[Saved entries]
══════
PR #1906, opened 2025-07-24
[fusili] MLIR Assembly Emitter for Fusili Graph with ConvFProp Node

sjain-stanford:
This PR is the first stab at a **textual MLIR ASM emitter** - this forms the bridge between Fusili graph frontend and the IREE compiler.

At a high-level, we recurse through the nodes in a Fusili graph to programmatically:
- generate `func.func` signature for the main graph (populating operand names, types, result types from input and output tensors)
- generate asm for each subNode (in this case conv_fprop):
  - generate list construct ops for constant attributes to conv_fprop (stride, padding, dilation) preserving SSA naming for values
  - generate conv_fprop op taking in various ssa values as inputs, return types
  - no further subNodes (but can be for composite ops)
- generate return signatures for main graph

It is done in a DFS allowing for composite ops to expand into their own regions (containing sub ops) and general future extensibility. 

We use pre-defined op schemas with basic multi-line `R"(...)"` strings and `std::format` (from C++20) for template materializations.

Here's the emitted MLIR assembly for reference: https://gist.github.com/sjain-stanford/bb5975a32f66683210a9fc43e63a08e5

Reviewers: Bulk of the asm emitter is colocated at `asm_emitter.h`. Rest includes interfaces, tests, and docstrings.

Thanks @MaheshRavishankar , @AaronStGeorge , @zjgarvey and @stellaraccident for the insightful discussions leading up to this.


sharkfuser/include/fusili/asm_emitter.h
```diff
@@ -0,0 +1,420 @@
...
+    if (i > 0)
+      oss << ", ";
+    oss << ssaValueNames[i];
+  }
+  oss << " : (";
+  for (size_t i = 0; i < ssaValueNames.size(); ++i) {
+    if (i > 0)
+      oss << ", ";
+    oss << "!torch.int";
+  }
```
AaronStGeorge, line 103: You might want a utility function similar to LLVM's [interleave](https://github.com/llvm/llvm-project/blob/028f70d2524be56bb5d191ec3d7022b40bc4859b/llvm/include/llvm/ADT/STLExtras.h#L2167-L2192).

sharkfuser/include/fusili/asm_emitter.h
```diff
@@ -0,0 +1,420 @@
...
+// For example if `getListOfIntOpsAsm` is called on these inputs:
+//    listOfInts: {1, 2}
+//    prefix: "stride"
+//    suffix: "conv"
+//
+// It generates the following MLIR assembly:
+//
+//   %stride_val_0_conv = torch.constant.int 1
+//   %stride_val_1_conv = torch.constant.int 2
+//   %stride_conv = torch.prim.ListConstruct
```
AaronStGeorge, line 69: We had discussed strategies for removing potential name conflicts, unless I'm missing something this doesn't include anything for that? Have you decided on a strategy?

sharkfuser/include/fusili/asm_emitter.h
```diff
@@ -0,0 +1,420 @@
...
+// `foo_Bar::X0` would become `%foo_BarX0`
+inline std::string TensorAttr::getMlirSSAValueNameAsm() const {
+  assert(!getName().empty() &&
+         "TensorAttr name must not be empty for `getMlirSSAValueNameAsm`");
+
+  std::string filtered;
+  for (char c : getName()) {
+    if (std::isalnum(static_cast<unsigned char>(c)) || c == '_')
+      filtered += c;
+  }
```
AaronStGeorge, line 167:
```suggestion
  std::string filtered;
  filtered.erase(remove_if(filtered.begin(), filtered.end(), [](char c) {
    return !isalnum(c) && c != '_';
  }), filtered.end());
```
If you feel like channeling Sean Parent 🤷‍♂️

AaronStGeorge (approved):
💯 great to see everything taking shape!

sharkfuser/include/fusili/asm_emitter.h
sjain-stanford: A few lines down there's a comment about that:
```
// The prefix is generally what attribute this refers to (e.g.
// padding, stride, dilation etc.) and the suffix is the node's
// unique name (for SSA disambiguation).
```
With this setup we basically only need to ensure the node attributes use unique names - by default this should be the case ([because](https://sourcegraph.com/github.com/nod-ai/shark-ai@d470b828374f121483a16589026cd263306f38fe/-/blob/sharkfuser/include/fusili/graph.h?L158)), but in the rare case when user inadvertently provides say two nodes with the same name, we will weed that out in the `Graph::validate()` call.

sharkfuser/tests/lit/test_lit_example.cpp
```diff
@@ -1,3 +1,9 @@
+// Copyright 2025 Advanced Micro Devices, Inc.
```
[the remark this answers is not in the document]
sjain-stanford: Good point, might as well do it now.

sharkfuser/include/fusili/asm_emitter.h
sjain-stanford: I had to squint at this, but isn't `filtered` an empty string to begin with, so what are we erasing?

Did you mean something like this?
```cpp
std::string filtered = getName();
filtered.erase(
    std::remove_if(filtered.begin(), filtered.end(),
        [](char c) {
            return !(std::isalnum(c) || c == '_');
        }
    ),
    filtered.end()
);
```

I didn't worry much about efficiency (wrt string reallocations) since we're only dealing with relatively small names here so went with code that was easy to follow, but happy to adopt this here.

sharkfuser/include/fusili/asm_emitter.h
sjain-stanford: Nice! Done.

sjain-stanford: I went ahead and added an overload of `interleave` as well, which accepts a `SkipFunctor` to conditionally skip elements based on a predicate. This is useful for cases where I needed to check `input->isScalar()` or `output->isVirtual()` and skip those from the result.

sharkfuser/tests/lit/test_conv_asm_emitter.cpp
```diff
@@ -0,0 +1,72 @@
...
+  // CHECK:       %padding_conv_fprop = torch.prim.ListConstruct %padding_val_0_conv_fprop, %padding_val_1_conv_fprop : (!torch.int, !torch.int) -> !torch.list<int>
+  // CHECK:       %dilation_val_0_conv_fprop = torch.constant.int 1
+  // CHECK:       %dilation_val_1_conv_fprop = torch.constant.int 1
+  // CHECK:       %dilation_conv_fprop = torch.prim.ListConstruct %dilation_val_0_conv_fprop, %dilation_val_1_conv_fprop : (!torch.int, !torch.int) -> !torch.list<int>
+  // CHECK:       %transposed_conv_fprop = torch.constant.bool false
+  // CHECK:       %output_padding_conv_fprop = torch.prim.ListConstruct  : () -> !torch.list<int>
+  // CHECK:       %groups_conv_fprop = torch.constant.int 1
+  // CHECK:       %result = torch.aten.convolution %arg0_image, %arg1_filter, %bias_conv_fprop, %stride_conv_fprop, %padding_conv_fprop, %dilation_conv_fprop, %transposed_conv_fprop, %output_padding_conv_fprop, %groups_conv_fprop : !torch.vtensor<[16,128,64,64],f32>, !torch.vtensor<[256,128,1,1],f32>, !torch.none, !torch.list<int>, !torch.list<int>, !torch.list<int>, !torch.bool, !torch.list<int>, !torch.int -> !torch.vtensor<[16,256,64,64],f32>
```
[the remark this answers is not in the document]
sjain-stanford: We already auto-populate a sensible name (e.g. from the producing op as you suggest). This is done when the op and output tensors are being built ([here](https://sourcegraph.com/github.com/nod-ai/shark-ai@cefd8a91bd75a9fca87aa8dc4b9df3efbfd9be0b/-/blob/sharkfuser/include/fusili/graph.h?L195)). 

However, in some cases the user might want to override it and explicitly specify tensor names, especially for main inputs/outputs. In this case the test explicitly names the output tensor `result`:
```
Y->setName("result")...
```
This overrides the default name. If you remove the `->setName("result")` from the test, this is what we get:

```
%conv_fprop_Y = torch.aten.convolution ...

return %conv_fprop_Y : ...
```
══════
EXERCISE BRIEF:
Copy out each record exactly as given, omitting none.

ANSWER BOX:
PR #1906, opened 2025-07-24
[fusili] MLIR Assembly Emitter for Fusili Graph with ConvFProp Node

sjain-stanford:
This PR is the first stab at a **textual MLIR ASM emitter** - this forms the bridge between Fusili graph frontend and the IREE compiler.

At a high-level, we recurse through the nodes in a Fusili graph to programmatically:
- generate `func.func` signature for the main graph (populating operand names, types, result types from input and output tensors)
- generate asm for each subNode (in this case conv_fprop):
  - generate list construct ops for constant attributes to conv_fprop (stride, padding, dilation) preserving SSA naming for values
  - generate conv_fprop op taking in various ssa values as inputs, return types
  - no further subNodes (but can be for composite ops)
- generate return signatures for main graph

It is done in a DFS allowing for composite ops to expand into their own regions (containing sub ops) and general future extensibility. 

We use pre-defined op schemas with basic multi-line `R"(...)"` strings and `std::format` (from C++20) for template materializations.

Here's the emitted MLIR assembly for reference: https://gist.github.com/sjain-stanford/bb5975a32f66683210a9fc43e63a08e5

Reviewers: Bulk of the asm emitter is colocated at `asm_emitter.h`. Rest includes interfaces, tests, and docstrings.

Thanks @MaheshRavishankar , @AaronStGeorge , @zjgarvey and @stellaraccident for the insightful discussions leading up to this.


sharkfuser/include/fusili/asm_emitter.h
```diff
@@ -0,0 +1,420 @@
...
+    if (i > 0)
+      oss << ", ";
+    oss << ssaValueNames[i];
+  }
+  oss << " : (";
+  for (size_t i = 0; i < ssaValueNames.size(); ++i) {
+    if (i > 0)
+      oss << ", ";
+    oss << "!torch.int";
+  }
```
AaronStGeorge, line 103: You might want a utility function similar to LLVM's [interleave](https://github.com/llvm/llvm-project/blob/028f70d2524be56bb5d191ec3d7022b40bc4859b/llvm/include/llvm/ADT/STLExtras.h#L2167-L2192).

sharkfuser/include/fusili/asm_emitter.h
```diff
@@ -0,0 +1,420 @@
...
+// For example if `getListOfIntOpsAsm` is called on these inputs:
+//    listOfInts: {1, 2}
+//    prefix: "stride"
+//    suffix: "conv"
+//
+// It generates the following MLIR assembly:
+//
+//   %stride_val_0_conv = torch.constant.int 1
+//   %stride_val_1_conv = torch.constant.int 2
+//   %stride_conv = torch.prim.ListConstruct
```
AaronStGeorge, line 69: We had discussed strategies for removing potential name conflicts, unless I'm missing something this doesn't include anything for that? Have you decided on a strategy?

sharkfuser/include/fusili/asm_emitter.h
```diff
@@ -0,0 +1,420 @@
...
+// `foo_Bar::X0` would become `%foo_BarX0`
+inline std::string TensorAttr::getMlirSSAValueNameAsm() const {
+  assert(!getName().empty() &&
+         "TensorAttr name must not be empty for `getMlirSSAValueNameAsm`");
+
+  std::string filtered;
+  for (char c : getName()) {
+    if (std::isalnum(static_cast<unsigned char>(c)) || c == '_')
+      filtered += c;
+  }
```
AaronStGeorge, line 167:
```suggestion
  std::string filtered;
  filtered.erase(remove_if(filtered.begin(), filtered.end(), [](char c) {
    return !isalnum(c) && c != '_';
  }), filtered.end());
```
If you feel like channeling Sean Parent 🤷‍♂️

AaronStGeorge (approved):
💯 great to see everything taking shape!

sharkfuser/include/fusili/asm_emitter.h
sjain-stanford: A few lines down there's a comment about that:
```
// The prefix is generally what attribute this refers to (e.g.
// padding, stride, dilation etc.) and the suffix is the node's
// unique name (for SSA disambiguation).
```
With this setup we basically only need to ensure the node attributes use unique names - by default this should be the case ([because](https://sourcegraph.com/github.com/nod-ai/shark-ai@d470b828374f121483a16589026cd263306f38fe/-/blob/sharkfuser/include/fusili/graph.h?L158)), but in the rare case when user inadvertently provides say two nodes with the same name, we will weed that out in the `Graph::validate()` call.

sharkfuser/tests/lit/test_lit_example.cpp
```diff
@@ -1,3 +1,9 @@
+// Copyright 2025 Advanced Micro Devices, Inc.
```
[the remark this answers is not in the document]
sjain-stanford: Good point, might as well do it now.

sharkfuser/include/fusili/asm_emitter.h
sjain-stanford: I had to squint at this, but isn't `filtered` an empty string to begin with, so what are we erasing?

Did you mean something like this?
```cpp
std::string filtered = getName();
filtered.erase(
    std::remove_if(filtered.begin(), filtered.end(),
        [](char c) {
            return !(std::isalnum(c) || c == '_');
        }
    ),
    filtered.end()
);
```

I didn't worry much about efficiency (wrt string reallocations) since we're only dealing with relatively small names here so went with code that was easy to follow, but happy to adopt this here.

sharkfuser/include/fusili/asm_emitter.h
sjain-stanford: Nice! Done.

sjain-stanford: I went ahead and added an overload of `interleave` as well, which accepts a `SkipFunctor` to conditionally skip elements based on a predicate. This is useful for cases where I needed to check `input->isScalar()` or `output->isVirtual()` and skip those from the result.

sharkfuser/tests/lit/test_conv_asm_emitter.cpp
```diff
@@ -0,0 +1,72 @@
...
+  // CHECK:       %padding_conv_fprop = torch.prim.ListConstruct %padding_val_0_conv_fprop, %padding_val_1_conv_fprop : (!torch.int, !torch.int) -> !torch.list<int>
+  // CHECK:       %dilation_val_0_conv_fprop = torch.constant.int 1
+  // CHECK:       %dilation_val_1_conv_fprop = torch.constant.int 1
+  // CHECK:       %dilation_conv_fprop = torch.prim.ListConstruct %dilation_val_0_conv_fprop, %dilation_val_1_conv_fprop : (!torch.int, !torch.int) -> !torch.list<int>
+  // CHECK:       %transposed_conv_fprop = torch.constant.bool false
+  // CHECK:       %output_padding_conv_fprop = torch.prim.ListConstruct  : () -> !torch.list<int>
+  // CHECK:       %groups_conv_fprop = torch.constant.int 1
+  // CHECK:       %result = torch.aten.convolution %arg0_image, %arg1_filter, %bias_conv_fprop, %stride_conv_fprop, %padding_conv_fprop, %dilation_conv_fprop, %transposed_conv_fprop, %output_padding_conv_fprop, %groups_conv_fprop : !torch.vtensor<[16,128,64,64],f32>, !torch.vtensor<[256,128,1,1],f32>, !torch.none, !torch.list<int>, !torch.list<int>, !torch.list<int>, !torch.bool, !torch.list<int>, !torch.int -> !torch.vtensor<[16,256,64,64],f32>
```
[the remark this answers is not in the document]
sjain-stanford: We already auto-populate a sensible name (e.g. from the producing op as you suggest). This is done when the op and output tensors are being built ([here](https://sourcegraph.com/github.com/nod-ai/shark-ai@cefd8a91bd75a9fca87aa8dc4b9df3efbfd9be0b/-/blob/sharkfuser/include/fusili/graph.h?L195)). 

However, in some cases the user might want to override it and explicitly specify tensor names, especially for main inputs/outputs. In this case the test explicitly names the output tensor `result`:
```
Y->setName("result")...
```
This overrides the default name. If you remove the `->setName("result")` from the test, this is what we get:

```
%conv_fprop_Y = torch.aten.convolution ...

return %conv_fprop_Y : ...
```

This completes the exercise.